The track record of Parsvnath Developers includes 17 projects comprising nine housing projects and eight commercial complexes. To finance 11 of the 90 projects in hand, the company is coming out with public issue
Strengths
* The growth of the Indian economy and its middle class has resulted in increased demand for housing units. Further, it has also resulted in increased consumerism, which in turn has created higher demand for shopping malls and multiplexes. Thus, the growth of the Indian economy has been acting as the growth driver for the real-estate sector in India. As per industry estimates, Rs 5500-crore of mall development is expected to take place in India over the next five years. The IT/ITES sector will make real estate investments of Rs 2500 crore by FY 2008, while the housing sector will require investment of $ 33 billion to $ 44 billion per year. As one of the leading players with presence across most verticals, Parsvnath Developers is likely to benefit from the growth of the real-estate sector in India.

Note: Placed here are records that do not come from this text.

PR #983, opened 2026-09-12
test(providers): share the OpenAI-compatible contract across thin provider tests

SantiagoDePolonia:
Rewrites the tests of the thin provider adapters (every `internal/providers/<name>` package except anthropic, gemini, and openai) on top of `providertest` and testify.

- Fifteen providers built on the OpenAI-compatible adapter (hetzner, kilo, kimicode, meta, fireworks, deepseek, zai, xiaomi, minimax, opencodego, chutes, groq, bailian, and others) now run one `TestChatCompatibleContract` via `providertest.AssertChatCompatible`, which covers registration metadata, constructor safety, chat, streaming, model listing, Responses translation, and embeddings. The per-package copies of those tests are removed; provider-specific tests (headers, reasoning mapping, model ID rewriting, audio, images, realtime, error mapping) stay.
- Providers whose Responses path posts natively to `/responses` (oracle, sglang, vllm, llamacpp, llmd, openrouter, xai) and the azure and bedrockmantle adapters keep their own tests and are noted in the report.
- Constructor non-nil, does-not-panic, and compile-time interface tests removed; interface checks become package-level `var _` declarations. Duplicate cases merged into tables (ollama, googlecommon, chatgpt, vllm, deepseek).

Test-only change, about 5,600 net lines removed. Stacked on #976 (helper packages).

## Summary by CodeRabbit

* **Tests**
  * Standardized provider test coverage across chat, streaming, audio, embeddings, models, realtime, passthrough, authentication, routing, and error handling.
  * Expanded validation for request forwarding, response translation, streaming failures, context cancellation, and provider capability boundaries.
  * Consolidated repetitive checks into shared contract-based coverage, improving consistency across providers.

PR #991, opened 2026-09-15
test(internal): adopt testify across the remaining internal packages

SantiagoDePolonia:
Converts the remaining hand-rolled `if cond { t.Fatalf }` assertions under `internal/` (except `internal/storage`) to testify, finishing the migration started in #977–#983. Test-only; no behavior change.

- `require` before any dependent dereference, `assert` for independent checks.
- Pointer comparisons that the originals made with `==`/`!=` become `Same`/`NotSame`.
- Loop-index context that the messages carried is kept as assertion messages.

## Summary by CodeRabbit

* **Tests**
  * Standardized assertions across the test suite using structured assertion helpers.
  * Preserved existing test coverage, expected values, error handling, and behavior checks.
  * Improved failure reporting and consistency across unit, integration, storage, lifecycle, and service tests.
  * Maintained validation of success paths, failure conditions, edge cases, concurrency, persistence, and resource handling.


SantiagoDePolonia:
Applied: the recorder checks in `internal/app` use `require.Same` again, and the fetcher tests use `require.Error` before reading the message (4072c771). A type-aware scan of the branch for other reference-typed `Equal` calls also switched the plugin factory check to `NotSame` and the sentinel-error comparisons in batch and runtimesettings to `ErrorIs` (4333e7a8).

SantiagoDePolonia:
Applied in 96c4d67f: every optional pointer the modeldata, pricingoverrides, and guardrails tests dereference is now preceded by `require.NotNil`, the broker tests assert the nested map types before reading them, and the remaining `if x == nil { t.Fatal; return }` blocks became `require.NotNil`.

PR #1013, opened 2026-09-15
fix(virtualmodels): keep failover legs behind single-target redirects

weselben:
## TL;DR

A request through a virtual model redirect with one declared target never fails over, even when the target chains into a subtree with many alternative models. The first retry-eligible upstream error (429, 5xx, or anything matching `retry_on_statuses` / `retry_on_errors`) fails the request outright. This PR drops the declared-target-count guard in `ResolveFailovers`; the flattened leaves now decide the chain.

**Files to review (3, +96 / -1):**

| File | Why |
|---|---|
| `internal/virtualmodels/failover.go` *(start here)* | The guard removal and the doc update. |
| `internal/virtualmodels/failover_test.go` | Unit test: a single-target alias keeps the subtree legs. |
| `internal/server/failover_test.go` | Handler-level contract test with the real `virtualmodels.Service`. |

## Why

A common topology is a stable public alias with a single target that points at a routing subtree which carries the actual redundancy:

```
alias/prod   → [ router/main ]                            (1 declared target)
router/main  → [ vendor-a/model-x, vendor-b/model-y ]     (strategy: failover)
```

Requests to `router/main` fail over as designed. Requests to `alias/prod` never did.

## How

`ResolveFailovers` guarded on the declared target count of the requested redirect:

```go
if !ok || !entry.failover() || len(entry.targets) < 2 {
    return nil
}
```

For a single-target redirect this returned `nil` before `snapshot.leafTargets` ever descended the chain, so `tryFailoverResponse` / `tryFailoverStream` short-circuited on `len(failovers) == 0` and the retry policy never ran. The guard conflated "one declared target" with "one available leaf".

The fix removes the declared-target-count check. The flattened leaves are the real chain size, and the existing `seen` dedup already removes the primary resolved model. A redirect with no alternative leaf yields an empty chain exactly as before.

Behavior matrix:

| Topology | Before | After |
|---|---|---|
| 1 concrete target, resolved to it | no chain | no chain (only leaf is the primary) |
| 1 target → chain with 1 leaf | no chain | no chain (same) |
| 1 target → subtree with N leaves | no chain | N−1 legs |
| ≥2 targets | unchanged | unchanged |

## Reviewer notes

- **Native passthrough changes for these requests.** Anthropic-native requests through such an alias now take the translated path, because passthrough is off when failover legs exist. Set `failover: false` on the redirect to keep strict passthrough.
- **No change for redirects with two or more targets.** Legacy `failover.rules` migrations and self-shadowing redirects (`[self, fallback, …]`) always declare at least two targets.
- **`MaxChainDepth` is unaffected.** It is enforced at snapshot build time, not in this read path.

## Tests

- `TestFailover_SingleTargetRedirectKeepsChainedLegs` (unit): the alias returns the subtree alternative leaf as the chain.
- `TestChatCompletion_SingleTargetAliasKeepsSubtreeFailover` (handler level, real `virtualmodels.Service`): the request sweeps the subtree leg on a retry-eligible error and records primary + failover attempts in the audit entry. This pins the behavior end to end against future refactors.
- `go test ./internal/virtualmodels/ ./internal/gateway/ ./internal/server/` is green. `go test ./...` is green.

## Summary by CodeRabbit

* **Reliability Improvements**
  * Improved failover handling for aliases with a single configured target.
  * Chained failover routes now retain their remaining fallback options, allowing requests to retry alternate models when the primary model is unavailable.
  * Existing duplicate prevention and exclusion of the initially selected model remain unchanged.

---


weselben:
I can confirm it works in prod flawlessly - fixes my issue from the PR Body!

SantiagoDePolonia:
As far as I remember - to failover you need to set up at least 2 targets. First - the original model / alias - and the second - the model you want to failover to. That's why failover is load balancing strategy. When you have only one target there is nothing to load balance. AI is too dump to flag this I guess (or I'm wrong?). What do you think @coderabbitai @greptile-apps ?

SantiagoDePolonia:
@greptile-apps, @coderabbitai Speak concise and simple. When we have chain like alias → router/main → [vendor-a/model-x, vendor-b/model-y] and load balancing->failover strategy is set for router/main - would the current (pre-fix) codebase work correctly?

SantiagoDePolonia (approved):
Verified, LGTM!

PR #1025, opened 2026-09-16
perf(live): accumulate audit snapshots as typed previews

SantiagoDePolonia:
`mergeEventData` decoded both the accumulated snapshot and the incoming event and re-encoded the result, on every audit event, under the broker mutex. It accounted for about 95% of the allocations the broker charges a request — paid whether or not a dashboard is open. The active snapshot now keeps the typed preview its event was encoded from, so the next event merges onto a struct and is encoded once.

Merge semantics are unchanged: a member the patch omits (`omitempty`, so a zero field) leaves the earlier value in place, nested objects merge the same way, arrays and scalars replace. Values a snapshot keeps are copied — the preview is built from the live audit entry, which the request goes on mutating.

Three deliberate behaviour changes, each covered by tests:

- the retained-size cap now bounds the accumulated snapshot, not only the event that produced it, which is what it promises
- compaction only empties the preview's `data`, so an oversized top-level error message used to escape the cap regardless of this change (on main such an event retains 196,745 bytes against the 64KB cap). It is now trimmed, with a marker, until the event fits
- audit events published through the package-internal `publish` helper (only tests did) no longer update active snapshots; production audit events all arrive via `PublishAuditEvent`

`BenchmarkBrokerAuditRequestLifecycle`, the events one non-streaming chat request emits, n=6:

| | before | after |
|---|---|---|
| no subscribers | 44.5 µs, 80.6 KB, 1501 allocs | 7.2 µs, 14.9 KB, 89 allocs |
| one subscriber | 71.5 µs, 90.4 KB, 1529 allocs | 19.8 µs, 24.7 KB, 117 allocs |


SantiagoDePolonia:
Both reviews landed on the same finding, and it is real — though it predates this PR: `compactAuditPreviewForRetention` empties only the preview's `data`, so an oversized top-level `error_message` was never rechecked against the cap. On `main` that event retains 196,745 bytes against the 64KB limit; on this branch before the fix, 196,744.

Since this PR is what makes the cap hold for accumulated snapshots, it now also trims the top-level message after compaction, leaving a truncation marker, until the event fits. Covered at both sizes: a message just over the cap (Greptile's reproduction) and one three times it.

SantiagoDePolonia:
End-to-end numbers for this change, from the production-shape benchmark with live logs on and no dashboard connected — the default configuration of a running gateway. Same machine, n=6:

| | ns/op | B/op | allocs/op |
|---|---|---|---|
| `main` | 105,400 | 160.5 KB | 2,442 |
| this branch | 29,100 | 42.5 KB | 275 |

That is roughly 76 µs, 118 KB and 2,167 allocations off every request — considerably more than the broker micro-benchmark in the description shows, because the broker runs on every lifecycle event of every request. For scale, the same request with audit logging but no broker costs 15.5 µs.

The benchmark and a guard for it are in a small PR stacked on this branch; the perf suite wires a stub audit logger today, which is why none of this was visible to a guard before.

PR #1026, opened 2026-09-16
ci(integration): take PostgreSQL from a service container

SantiagoDePolonia:
The integration job started its own PostgreSQL container from `TestMain`, after the suite had finished compiling. As a service container the runner pulls and starts it during job setup instead, so the database is ready by the time the tests are.

MongoDB still comes from `TestMain`: the suite needs a replica set, which a service container cannot be.

`GOMODEL_INTEGRATION_POSTGRES_URL` is the existing hook for an already-running database, so no test changes. It names a `_test` database because the suite drops and recreates its tables and `TestMain` refuses any other name.

## Summary by CodeRabbit

* **Tests**
  * Updated integration testing to use a consistent PostgreSQL 16 test environment.
  * Improved database connection configuration for integration tests.
  * Existing MongoDB test provisioning remains unchanged.


SantiagoDePolonia:
On pinning the PostgreSQL service image to a digest: the workflow pins every GitHub Action by commit SHA, but no container image by digest — the unit-tests job's `postgres:18-alpine`, `tools/ci/mongo-replset.sh`'s `mongo:7`, and the `postgres:16-alpine` this suite already pulls in `TestMain` are all mutable tags. Pinning this one alone would be inconsistent and would need a manual digest bump whenever the base image moves, so I've left it as a tag. Worth doing repo-wide if service images should be pinned, but that's its own change.

PR #1028, opened 2026-09-16
build: drop the brotli dependency

SantiagoDePolonia:
**`andybalholm/brotli` — removed.** The audit middleware decoded `Content-Encoding: br` on the responses the gateway itself sends. A brotli-compressed body cannot arrive there: passthrough drops a forwarded `Accept-Encoding` so Go's transport negotiates gzip itself and strips `Content-Encoding` on the way back, and the only response compression of our own is echo's Gzip on the admin routes. An encoding the decoder does not know was always passed through unchanged — exactly what happens now — so behaviour is unchanged. The `br` test case is kept, inverted, to pin the decision.

**`gopkg.in/yaml.v3` → `go.yaml.in/yaml/v3`.** The maintained fork, same API, already in the graph via testify. This drops a *direct* dependency but not the module: `swaggo/swag/v2` still requires `gopkg.in/yaml.v3`, so it stays as an indirect until D3 removes the swag runtime. Worth being precise about, since the plan claimed a removal.

**Withdrawn — replacing `golang.org/x/term`.** `os.ModeCharDevice` counts every character device as a terminal, so logs redirected to `/dev/null` would have switched from JSON to the coloured handler. That semantic change is not worth one small dependency, so `term.IsTerminal` stays. The focused test written for it stays too, now pinning the behaviour that justifies keeping it: `/dev/null` is a character device and must still log JSON.

**Withdrawn — demoting `proto/otlp` and `protobuf` to indirect.** Both are imported by the e2e-tagged OTLP collector tests in this module, so `go mod tidy` keeps them as direct requirements. It cannot be done without dropping that test coverage.

`go.mod` loses brotli outright; `x/term` stays pinned at v0.46.0. Verified with the default and `-tags=swagger` builds, the full unit suite, lint, `fix-check` and the perf guards.

## Summary by CodeRabbit

- **Bug Fixes**
  - Audit log responses encoded with Brotli are now passed through unchanged.
  - Gzip and deflate response decompression continues to work as expected.
  - Improved detection of terminal and non-terminal logging destinations for more consistent log formatting.

- **Maintenance**
  - Updated YAML configuration handling dependencies without changing configuration behavior.


SantiagoDePolonia:
Both reviews landed on the same point, and it is the one real behaviour change here: `os.ModeCharDevice` treats every character device as a terminal, so logs redirected to `/dev/null` now get the coloured handler instead of JSON.

That is deliberate — the check decides nothing but log formatting, and `LOG_FORMAT=json` overrides it either way — but it was untested, which is what Greptile asked for. `run/logging_tty_test.go` now pins all four branches: a writer that is not a file, a regular file (JSON), a character device (coloured), and a `Stat` error falling back to JSON.

If keeping `term.IsTerminal`'s exact semantics is worth the dependency, say so and I will drop the `x/term` part and keep the brotli and yaml changes — the two are independent.

SantiagoDePolonia:
Reverted the TTY change as you asked — `term.IsTerminal` stays, and so does the `golang.org/x/term` dependency. The docs wording is back to the original too.

I kept the focused test, flipped to pin the behaviour that justifies keeping the dependency: `/dev/null` is a character device but not a terminal, so redirected logs must stay JSON. That is exactly the case `os.ModeCharDevice` would have got wrong.

One thing worth noting: removing and re-adding `x/term` made `go mod tidy` resolve it to v0.45.0, a downgrade from the v0.46.0 pin. I restored `go.mod`/`go.sum` from `main` and re-tidied, so the pin is unchanged at v0.46.0.

What is left in this PR is the brotli removal and the yaml fork swap.

PR #1029, opened 2026-09-16
test(perf): guard the live broker's cost in the production shape

SantiagoDePolonia:
Stacked on #1025 — the base is that branch, so the diff here is only the benchmark and its guard.

The perf suite wires a stub audit logger, so nothing in it ever exercised the live broker. That is why neither half of P1 was visible to a guard. The audit middleware publishes lifecycle events through whichever logger implements `auditlog.LiveEventEmitter`, so this adds a bench logger forwarding to a real `live.Broker` with no dashboard connected — the default configuration of a running gateway.

Same machine, same benchmark, n=6:

| production shape, live logs on, nobody watching | ns/op | B/op | allocs/op |
|---|---|---|---|
| `main` | 105,400 | 160.5 KB | 2,442 |
| with #1025 | 29,100 | 42.5 KB | 275 |

So #1025 takes roughly 76 µs, 118 KB and 2,167 allocations off every request in this shape — considerably more than its own micro-benchmark suggested, because the broker runs on every lifecycle event of every request.

What is left is still not free. Against the stub-logger case in the same suite (15.5 µs / 20.4 KB / 160 allocs), live logs cost about 14 µs, 22 KB and 115 allocations per request with nobody watching. The guard holds that at 280 allocs / 44032 bytes so it cannot grow back unnoticed.

## Summary by CodeRabbit

- **Tests**
  - Added a production-shaped performance benchmark covering live-broker request handling.
  - Added performance guardrails for memory allocations and request size.
  - Verified successful chat responses with authentication, auditing, usage logging, sessions, rate limiting, and routing enabled.
  - Expanded performance coverage to better reflect real-world server configurations.


SantiagoDePolonia:
Rebased onto main now that #1025 has merged. The branch was stacked on #1025's branch, so after the squash merge it still carried those three commits and the diff here duplicated ~470 lines of `internal/live`. It is now just the benchmark and its guard, and it picks up the full CI suite that a non-main base was skipping.

PR #1049, opened 2026-09-18
feat: add setting to show real client IP instead of proxy IP in audit logs

iggy:
## Description

Add support for allowing GoModel to show the real client IP in audit logs. It works by extracting the first IP from x-forwarded-for headers that isn't in a new trusted cidrs setting

## Summary by CodeRabbit

- **New Features**
  - Added trusted proxy CIDR configuration for audit logging.
  - Audit entries can identify the originating client IP from `X-Forwarded-For` when requests come through configured trusted proxies.
  - Untrusted requests continue using the direct connection address; forwarding headers are ignored by default.
  - Proxy addresses are validated, normalized, and deduplicated during startup.

- **Documentation**
  - Added configuration examples and guidance covering restart requirements and security behavior.


SantiagoDePolonia:
I spoke with AI about this PR. My conclusion is that I can merge it and slightly refactor/adjust(make a few things slightly more configurable) OR if you want, you can improve it at this PR. Let me know which option do you prefer.

Mr AI told me:

> How I'd implement it
> 
> One resolver, at the server, feeding c.RealIP(). Config under server, not logging:
> 
> SERVER_TRUSTED_PROXIES=10.0.0.0/8,127.0.0.1     # CIDRs, bare IPs, or the presets below
> 
> Parse once at config load into []netip.Prefix, put it on server.Config, and build the echo.IPExtractor from it in internal/app. Then internal/auditlog/middleware.go stays exactly as it is today (ClientIP: c.RealIP()), internal/auditlog/clientip.go disappears, and every future consumer gets the same answer for free.
> 
> Use net/netip, not net.IP/net.IPNet. You're on Go 1.27. netip.Prefix/netip.Addr make roughly 60 lines of this PR vanish: canonicalProxyCIDR, singleHostCIDR, the ::ffff: mess CodeRabbit flagged, and the manual %zone stripping (Addr.Unmap(), Addr.WithZone(""), Prefix.Contains). It also stops allocating per request. The IPv4-mapped bug class CodeRabbit found only exists because of net.IPNet.
> 
> Parse once. Right now config.NormalizeTrustedProxyCIDRs validates and canonicalizes strings, then auditlog.ParseTrustedProxies re-parses the same strings with different semantics (it silently skips what the loader would have rejected). Two parsers with two behaviours for one setting is a bug waiting to happen — the comment in ParseTrustedProxies even admits it's relying on the loader having run. Have Load() produce the typed value and pass that.
> 
> Making it more configurable
> 
> The setting as shipped only handles "reverse-scan X-Forwarded-For". That misses most managed-edge deployments. I'd add, in rough priority order:
> 
> 1. Presets for the CIDR list. private (RFC1918 + ULA), loopback, cloudflare, */all. The docker/k8s case — "my ingress is somewhere in 10.0.0.0/8 and I don't know where" — is the common one, and making people hand-enumerate it is how you get 0.0.0.0/0 pasted into production. Default still empty; presets are opt-in shorthand, not implicit trust.
> 2. A configurable header. SERVER_CLIENT_IP_HEADER=X-Forwarded-For|X-Real-IP|CF-Connecting-IP|True-Client-IP|Forwarded. Behind Cloudflare or a GCP LB, the correct answer is "take CF-Connecting-IP verbatim, ignore XFF" — the chain-scan is the wrong algorithm there, not just a different header. RFC 7239 Forwarded support is a nice-to-have; the single-header mode is not.
> 3. Hop-count mode. SERVER_TRUSTED_HOPS=1 — "strip exactly N rightmost entries, take the next." This is what you want when your edge is at a fixed depth and you don't want to enumerate its (rotating) IPs. It's the mode most other gateways expose, and it composes with the CIDR mode rather than replacing it.
> 
> Point 2 is the one I'd consider a gap rather than a nice-to-have: today a Cloudflare user cannot configure this correctly at all.
> 
> 
> Smaller things
> 
> - TestMiddlewareClientIPTagging builds its context with httptest.NewRequest + echo.New().NewContext, which AGENTS.md says to do via internal/echotest. echotest has no WithRemoteAddr option yet — adding one is the right fix, and it'll be reused.
> - The docs <Note> is long and reads like a design rationale. The table row plus three sentences ("off by default; list your proxy networks; restart required") would serve users better; the reasoning belongs in the code comments, where it already is.
> - The markdown table row in configuration.mdx has misaligned pipes.

SantiagoDePolonia (commented):
Just want to make sure, that my comment 👆 was seen.

iggy:
My feelings will not be hurt if you refactor or even completely rewrite this from scratch. I'm just focused on the outcome 😆

I should say after looking through that blurb, my immediate use case is in my home lab where the clients have private IPs, but in a different range than my k8s cluster (where gomodel and my reverse proxy is running). So as long as I can only use _some_ of the private IP space CIDRs instead of all of it, it will suit my needs. It almost seemed like it was suggesting to include all private IP space by default

SantiagoDePolonia:
Thanks for expressing your use case :) It helps!

Merging this one and probably I'll modify this part a little bit soon!

SantiagoDePolonia:
@iggy FYI, the configuration shape was changed slightly here. It will be released today OR tomorrow.

That's the way it could be configured: https://github.com/ENTERPILOT/GoModel/pull/1061/changes#diff-749e06f64632f62a0c0dfbf4c4f3850e27e94ac109aa121fabd5c29469ae88de

(or just ask your AI agent about that how to set up it properly :)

* Though subjected to a penalty clause under the construction agreements entered into with its customers for any delay in the completion of the project, Parsvanth Developers has not paid even a single rupee as penalty.
* As of 15 October 2006, Parsvanth Developers directly owned or held development rights for an estimated 108.64 million square feet of saleable area.
* Parsvanth Developers is planning to develop SEZ in various parts of the country. As per the provisions of sec 80-IAB of the Income-Tax Act, 1961, the company is eligible for 100% deduction of profit derived from developing an SEZ notified on or after 1 April 2005 under the Special Economic Zones Act, 2005, for 10 consecutive assessment years.
Weaknesses
* Parsvanth Developers’s financial performance is vulnerable to fluctuations in the market value of land and constructed inventories as a result of changing economic and market conditions due to lag between the acquisition of land / development rights and construction and development of the project. Also, prices of steel and cement, which comprise a major portion of the construction cost, are expected to rise in the coming couple of years, which may adversely affect margin.
* Hardening of the interest rate and/or withdrawal of tax incentives available for housing loans (recommendations of various committees/panels) may dampen the growth of demand for housing units, which could adversely affect the growth of Parsvanth Developers.
* Parsvanth Developers had negative operating cash flow in the last two financial years. In the quarter ended June 2006, too, the operating cash flow was negative.
* There is a civil suit pending against Parsvanth Developers for the use of the trading name, Parsvnath Developers. If the judgement is adverse, the company will not be able to use or advertise the name, Parsvnath Developers, for its business. The plaintiff, who is also engaged in the construction business, has staked claimed to the name, Parshwanath. As brand name plays an important role in the real-estate industry, the business of a company, deprived of the use of the brand name by which it is known, could be adversely affected.
Valuation
In last five financial years, Parsvnath Developers’s revenue has grown at a CAGR of 121% and net profit at a CAGR of 139%. EPS on FY 2006 earning (assuming green-shoe option is exercised in full) works out to Rs 5.8. At the offer price band of Rs 250-Rs 300, the PE range will be 43.2 to 51.8, respectively. The company’s current profile compares well with Ansals and D S Kulkarni Developers, which command a PE of around 20-30. However, its future projects and plans are to get into the league of Unitech and Mahindra Gesco, which command a stratospheric PE of over 100. The financial performances and stock prices of real-estate stocks are highly volatile and currently their PEs are very high and, hence, highly vulnerable to fluctuations depending on the overall economic as well as stock market trends.